I’m currently testing sorbitol. I had 38g of avocado yesterday and about an hour later had to dash to the loo followed quickly by two more visits, and feeling it wasn’t safe to leave the house to walk my dogs. Nothing since then except discomfort and pain, I had a good night apart from bowel pain which I seem to often get (last week the pain was after testing rice, I’m having to test safe food too, and it spiked my blood glucose to over 8). I’m in pain still this morning.
Is my reaction to avocado enough to decide to stop this test? Should I try one more day?
Hi there…a few comments.

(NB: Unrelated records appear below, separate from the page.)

PR #92, opened 2022-07-15
ecdsa signature proof

arthurgreef:


examples/ecdsa/circuit.rs
```diff
@@ -0,0 +1,322 @@
...
+      x,
+      y,
+      is_infinity: false,
+    }
+  }
+}
+
+// An ECDSA signature
+#[derive(Clone, Debug)]
+pub struct EcdsaSignature<Fb, Fs>
```
srinathsetty, line 44: @arthurgreef Thanks again for the example! I pushed a commit to simplify (by using the library-provided trivial circuit).

I had some questions about this code. My understanding is that an ECDSA signature typically consists of (r, s). So besides (pk, r, s), what are the other things here? I'm thinking `g` is the generator of the group (perhaps Nova's Group definition should be enhanced so it returns the generator of the group? would that make the circuit call the trait method to get the generator so it is hard-coded into the circuit rather than provided as input?) Also, what is the purpose of `c`?

arthurgreef: @srinathsetty A signature is (r,s) and signature verification requires (H(message), pk, signature). (c)ommitment = H(message). In the example, I used a small message so that according to [bellman it could be used without hashing](https://github.com/filecoin-project/bellperson-gadgets/blob/main/src/eddsa.rs#:~:text=//%20In%20a%20VERY,directly%20without%20hashing). The group definition can be enhanced so that the generator (g) is hard-coded into the circuit.

srinathsetty: @arthurgreef thanks! I added some comments in the code to capture this thread. I also removed some allocated variables (please let me know if that is okay or if I introduced an error).

I added a note at the beginning to say the example can be adapted to prove the validity of a certificate chain (where step i proves that the knowledge of a valid signature on step i's public key using step (i-1)'s public key and the public key of step 0 is in the public IO). I think it is only a small change and might make it more interesting and non-trivial.

arthurgreef: Excellent. Thanks.

PR #96, opened 2022-07-21
key generation proof

arthurgreef:
Algorithm taken from [Proof of private key ownership](https://medium.com/zokrates/building-identity-linked-zksnarks-with-zokrates-a36085cdd40). Zokrates has the notation of private input. Is the input private by default for Nova?

### DIFF
--- a/examples/keygen.rs
+++ b/examples/keygen.rs
@@ -1,0 +1,425 @@
+//! Demonstrates how to use Nova to produce a recursive proof of the correct execution of
+//! iterations of the key generation function.
+//! Generate public key using G1 curve, and prove using G2 curve.
+
+use bellperson::{
+  gadgets::{boolean::AllocatedBit, num::AllocatedNum},
+  ConstraintSystem, SynthesisError,
+};
+use ff::{Field, PrimeField, PrimeFieldBits};
+use generic_array::typenum::U5;
+use neptune::{
+  circuit::poseidon_hash,
+  poseidon::{Poseidon, PoseidonConstants},
+  Strength,
+};
+use nova_snark::{
+  gadgets::ecc::AllocatedPoint,
+  traits::{
+    circuit::{StepCircuit, TrivialTestCircuit},
+    Group as Nova_Group,
+  },
+  CompressedSNARK, PublicParams, RecursiveSNARK,
+};
+use pasta_curves::{
+  arithmetic::CurveAffine,
+  group::{Curve, Group},
+};
+use rand::{rngs::OsRng, RngCore};
+use subtle::Choice;
+
+type G1 = pasta_curves::pallas::Point;
+type G2 = pasta_curves::vesta::Point;
+type S1 = nova_snark::spartan_with_ipa_pc::RelaxedR1CSSNARK<G2>;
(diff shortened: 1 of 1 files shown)


examples/keygen.rs
```diff
@@ -0,0 +1,425 @@
...
+    let point = G1::generator() * s.0;
+    Self(point)
+  }
+}
+
+// An affine point coordinate that is on the curve.
+#[derive(Clone, Copy, Debug)]
+pub struct Coordinate<F>
+where
+  F: PrimeField<Repr = [u8; 32]>,
```
srinathsetty, line 60: Is it possible to avoid placing restrictions on Repr? I was able to drop such restrictions in the signature example, please see `examples/signature.rs`.

examples/keygen.rs
```diff
@@ -0,0 +1,425 @@
...
+  }
+}
+
+// An key generation proof that we will use on the primary curve
+#[derive(Clone, Debug)]
+pub struct KeyGenerationCircuit<F>
+where
+  F: PrimeField<Repr = [u8; 32]>,
+{
+  pub z_g: Coordinate<F>,
```
srinathsetty, line 109: I was a bit confused about the use of `z_g`, `z_pk`, and `z_sk`. Are these needed?

examples/keygen.rs
```diff
@@ -0,0 +1,425 @@
+//! Demonstrates how to use Nova to produce a recursive proof of the correct execution of
+//! iterations of the key generation function.
```
srinathsetty, line 2: I had a basic question about this example: What exactly is this proving? It seems like it is proving the knowledge of a set of secret keys? Does it make sense to turn this into proving knowledge of (one or more) secret keys such that their public keys are *in* a set of known public keys? Without such a restriction, it seems like the prover can just make up a set of secret keys and prove their knowledge, right?

arthurgreef: The use case for this example was taken from [Proof of private key ownership](https://medium.com/zokrates/building-identity-linked-zksnarks-with-zokrates-a36085cdd40#:~:text=the%20zkSNARK!-,Proof%20of%20Private%20Key%20Ownership,-In%20the%20context). Are you describing a membership proof? Changing the example to a better one is fine with me.

srinathsetty: Yes, the example is fine. But is the example making the claimed public key a public output, so the verifier can check if it is the same as some designated/well-known public key? If not, the proven statement isn't very useful, right? Because proving the knowledge of *some* secret key that corresponds to *some* public key isn't hard, right?

arthurgreef: From the web page the example is a proof of identity. The public key is a public output that the verifier would check against a public key that could be retrieved from a DID document for example. It may be the case that the example in isolation is not useful. The referenced web page for example uses two proofs for an identity-linked proof of knowledge.

- we have one function which proves knowledge of a secret
- we have another function which checks that a given public key was derived from a given private key

srinathsetty:
Closing this as Nova's interfaces have diverged substantially from what is used here. Please reopen with an updated PR.

PR #99, opened 2022-07-22
chain link proof example

arthurgreef:
Demonstrates how an attribute equality proof can be used with a chain function to prove the veracity of a provenance chain of linked data.


srinathsetty:
Closing this as Nova's interfaces have diverged substantially from what is used here. Please reopen with an updated PR.

PR #47, opened 2022-04-30
Serde serialization

arthurgreef:
Draft pull request as this pull request depends on a pull request on the pasta_curves repo: https://github.com/zcash/pasta_curves/pull/36/commits

Fixes #46

PR #123, opened 2023-01-18
Add serde proof serialization

samuelburnham:
This PR derives serde for all the types needed for Lurk proofs, based on #47.

In order to serialize the pasta curves, two forks are needed for the time being:
- `fil_pasta_curves`, which Nova already depends on via Neptune
- `lurk-pasta-msm`, which pulls in `fil_pasta_curves`

While serde serialization is already implemented in the latest version of `pasta_curves`, it also has significant breaking changes such as new versions of the `ff` and `group` crates. Rather than manually updating each crate in the dependency tree, Neptune and Lurk have elected to use a fork that only adds the serde changes for now, as explained in https://github.com/filecoin-project/rust-fil-proofs/issues/1653.


samuelburnham:
@microsoft-github-policy-service agree [company="{Yatima Inc}"]

srinathsetty:
@samuelburnham Thanks for the PR! This PR has conflicts due to the Wasm and related PRs. Would it be possible to resolve conflicts?

PR #125, opened 2023-01-18
Add Wasm support

samuelburnham:
Enables compiling to `wasm32-unknown-unknown`, which requires conditionally compiling `pasta-msm` since it doesn't support Wasm.

If the `rand` crate is desired for ease of use I can add it back in, but would have to conditionally compile `getrandom` as shown in https://docs.rs/getrandom/latest/getrandom/#webassembly-support


src/pasta.rs
```diff
@@ -58,6 +58,18 @@ impl Group for pallas::Point {
     }
   }
 
+  #[cfg(target_arch = "wasm32")]
```
srinathsetty, line 61: This makes the proof generation slower under wasm by using a naive MSM implementation. Is pasta-msm not compatible with Wasm?

samuelburnham: I don't believe it is, at least not officially, as I haven't been able to get it to compile. I opened an issue to ask them https://github.com/supranational/pasta-msm/issues/1, but in the meantime I'd be inclined to merge now and optimize later as Wasm support matures in general.

nalinbhardwaj: Hi! I've just noticed this PR as I was working on adding WASM support to [Nova Scotia](https://github.com/nalinbhardwaj/Nova-Scotia). While its not very thoroughly benchmarked, I've had a patch for Nova with fast multiexp (forking the MSM code from halo2) here: https://github.com/nalinbhardwaj/Nova/tree/wasm-upstream

I can make a PR if you'd prefer that patch to be merged instead!

srinathsetty: @samuelburnham got it!

@nalinbhardwaj sounds exciting! It looks like a serial implementation. Is there a possibility to make it parallel by using rayon? Also, it looks like the multiexp code is general, so is there a possibility to put it in Nova's group trait directly?

nalinbhardwaj: I've just made https://github.com/microsoft/Nova/pull/126 with the MSM changes (and confirmed they work in WASM and speed up small MSMs on x86 as well)

> Also, it looks like the multiexp code is general, so is there a possibility to put it in Nova's group trait directly?

My understanding is that the code is specifically optimised to <=256 bit fields (such as Pasta), so I think it's better not to make it a member of a general Group trait. What do you think?

srinathsetty: @samuelburnham could you please rebase this branch with the latest main?

PR #126, opened 2023-01-25
Speed up MSMs for non-GPU accelerated MSMs and architectures that don't support GPU/semolina

nalinbhardwaj:
Adds fast, parallelisable MSM for compile targets that aren't supported by pasta_msm/semolina. Also uses fast MSM on small MSMs (smaller than 128 size) for _all_ architecture since I'm on my laptop a size 128 MSM is ~3x faster with this code vs. the old non Pippengers code.

The multiexp code is taken from https://github.com/zcash/halo2/blob/main/halo2_proofs/src/arithmetic.rs, all credits to authors there!

Tested end to end with this branch of Nova Scotia: https://github.com/nalinbhardwaj/Nova-Scotia/tree/browser

Follow up from discussion here: https://github.com/microsoft/Nova/pull/125#discussion_r1087001908

### DIFF
--- a/Cargo.toml
+++ b/Cargo.toml
@@ -49,5 +49,5 @@ harness = false
 [features]
 default = [ "bellperson/default", "neptune/default" ]
 
-[target.'cfg(not(target_family = "wasm"))'.dependencies]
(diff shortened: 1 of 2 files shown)


nalinbhardwaj:

PR #129, opened 2023-01-27
parallelize parameter generation

srinathsetty:


src/pasta.rs
```diff
@@ -204,14 +205,20 @@ impl Group for pallas::Point {
...
-      gens.push(hash(&uniform_bytes).to_affine());
+      uniform_bytes_vec.push(uniform_bytes);
     }
-    gens
+    (0..n)
+      .collect::<Vec<usize>>()
+      .into_par_iter()
+      .map(|i| {
+        let hash = Ep::hash_to_curve("from_uniform_bytes");
+        hash(&uniform_bytes_vec[i]).to_affine()
```
nalinbhardwaj, line 219: Was just looking at doing this myself since the [zator](https://github.com/lyronctk/zator) folks mentioned slow performance here:

One other minor optimisation you can make here is to use [`batch_normalize`](https://docs.rs/pasta_curves/latest/pasta_curves/struct.Ep.html#method.batch_normalize) for this conversion. One clean way to do both optimisations is to do the rayon parallelisation manually by splicing the list into `num_threads` pieces

PR #199, opened 2015-09-24
[BZ-1201370] add dependencies used in osgi features to pom file

mariofusco:


psiroky:
@mariofusco would it make sense to add dependencies also on the KIE artifacts, like kie-api, drools-core, etc?

mariofusco:
@psiroky I was not sure. I gave kie dependencies for granted, but also to be conform to other poms, now I'm thinking that yes, they should be there. Can you please take care of adding them?

psiroky:
This PR has been replaced by https://github.com/droolsjbpm/droolsjbpm-integration/pull/201

PR #200, opened 2015-09-24
Karaf version is detected using Maven.

jiripetrlik:
Karaf version is detected using Maven. Previously there was constant 2.4.2 in the code. The user has to specify a version of Karaf container in the case he wants to test against custom Karaf container.

### DIFF
--- a/drools-osgi/drools-karaf-itests/README
+++ b/drools-osgi/drools-karaf-itests/README
@@ -4,6 +4,8 @@ These additional properties can be used to execute tests against custom karaf
 or karaf like container (for example JBoss FUSE). 
 
 karaf.dist.file - path to karaf distribution file (if not defined, the default karaf is downloaded from maven central)
+karafVersion - Version of Karaf container. This parameter is mandatory when a custom Karaf distribution file is specified.
+                (for example Jboss Fuse 6.2. uses Karaf container version 2.4.0)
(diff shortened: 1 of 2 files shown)


drools-osgi/drools-karaf-itests/README
```diff
@@ -4,6 +4,8 @@ These additional properties can be used to execute tests against custom karaf
 or karaf like container (for example JBoss FUSE). 
 
 karaf.dist.file - path to karaf distribution file (if not defined, the default karaf is downloaded from maven central)
+karafVersion - Version of Karaf container. This parameter is mandatory when a custom Karaf distribution file is specified.
```
psiroky: We could maybe use `karaf.version`, so that the name is consistent with other properties. WDYT?

jiripetrlik:
It is because it was possible to set the Karaf version using this property even before my PR. I wanted it to be backward compatible. However, maybe I should change it to karaf.version to be more consistent with other settings. What is your opinion Peter?

psiroky:
I am not sure that property was actually used at all (we were always using the Karaf version defined in the project). I would go with changing the property to `karaf.version`.

jiripetrlik:
Ok, I've renamed that system property.

psiroky:
Merged into master. Let me know if this needs to go into 6.3.x as well (the cherry-pick wasn't clean, so there are probably some other commits missing).

PR #201, opened 2015-09-24
[BZ-1201370] add deps used in OSGi features to POM

psiroky:
@mariofusco I added the KIE deps. I would also like to add simple test which would take deps from the features.xml and the POM and compared those to make sure they are in sync. I will look at that tomorrow.


mariofusco:
Merged by https://github.com/droolsjbpm/droolsjbpm-integration/commit/7320cbf048313f6b4156e2b54d71cfd049f1d24c

PR #204, opened 2015-10-06
DROOLS-733 - Extended tests to support Oracle database

sutaakar:
tested Oracle database has some differences compared to H2 used in tests:
- returns null instead of empty String for values which weren't set
- returns results in random order - tests modified for attachments and comments , will prepare another PR for other sorting issues
- Adjusted timeouts as they were too short for remote database


mswiderski:
@sutaakar please update this PR with other sorting issues so I'll merge all at the same time. thanks

sutaakar:
Updated.
Added sorting according to ProcessInstanceId for runtime data.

At an hour, this is not a FODMAP reaction, which you can read more about HERE. So, this question has a two pronged answer. I would not test again until I have given myself a 3 days rest, but also, knowing that this was not a FODMAP reaction makes this more complex. This is exactly the type of reason we suggest working with a dietitian. We cannot give medical advice, as we do not know your complete picture.
Also, we do try to encourage not using the term “safe” (which means there is “unsafe”) for a variety of reasons laid out in this article.
Thanks so much for responding so quickly!